▸ **Your assignment**
In the entries below, count every line containing "Screenshot". Return the number and nothing else.

▸ **Listed entries**

§ §

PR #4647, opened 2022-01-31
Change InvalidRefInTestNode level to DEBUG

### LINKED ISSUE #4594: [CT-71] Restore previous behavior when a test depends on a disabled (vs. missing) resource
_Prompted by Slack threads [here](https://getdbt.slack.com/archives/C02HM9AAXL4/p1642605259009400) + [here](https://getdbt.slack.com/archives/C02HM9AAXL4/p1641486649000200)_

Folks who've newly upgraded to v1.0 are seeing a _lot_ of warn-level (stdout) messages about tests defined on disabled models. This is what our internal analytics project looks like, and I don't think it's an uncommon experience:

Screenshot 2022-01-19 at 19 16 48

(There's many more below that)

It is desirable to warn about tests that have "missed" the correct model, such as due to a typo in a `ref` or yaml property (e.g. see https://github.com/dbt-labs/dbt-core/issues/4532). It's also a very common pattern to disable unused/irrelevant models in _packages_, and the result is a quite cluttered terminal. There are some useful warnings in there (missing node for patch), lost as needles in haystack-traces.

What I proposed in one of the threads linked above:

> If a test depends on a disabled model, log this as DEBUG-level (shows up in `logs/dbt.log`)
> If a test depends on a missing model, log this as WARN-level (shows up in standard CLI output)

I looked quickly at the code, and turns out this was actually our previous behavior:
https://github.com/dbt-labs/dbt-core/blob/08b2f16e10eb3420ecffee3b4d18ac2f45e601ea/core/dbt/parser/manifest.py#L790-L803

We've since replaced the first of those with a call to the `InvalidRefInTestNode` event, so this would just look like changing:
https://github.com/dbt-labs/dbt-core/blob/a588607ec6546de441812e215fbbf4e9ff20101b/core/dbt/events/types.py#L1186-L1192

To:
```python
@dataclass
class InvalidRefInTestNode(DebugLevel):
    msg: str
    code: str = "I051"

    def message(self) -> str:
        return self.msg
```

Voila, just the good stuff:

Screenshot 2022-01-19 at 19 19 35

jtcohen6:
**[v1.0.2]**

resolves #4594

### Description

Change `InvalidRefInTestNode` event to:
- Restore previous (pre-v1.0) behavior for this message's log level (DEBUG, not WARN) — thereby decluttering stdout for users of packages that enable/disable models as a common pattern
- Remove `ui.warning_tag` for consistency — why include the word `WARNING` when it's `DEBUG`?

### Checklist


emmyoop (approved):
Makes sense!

§ §

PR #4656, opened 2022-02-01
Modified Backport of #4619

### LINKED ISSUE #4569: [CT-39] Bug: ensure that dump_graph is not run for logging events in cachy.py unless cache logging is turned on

§ §

▸ **Response area**
2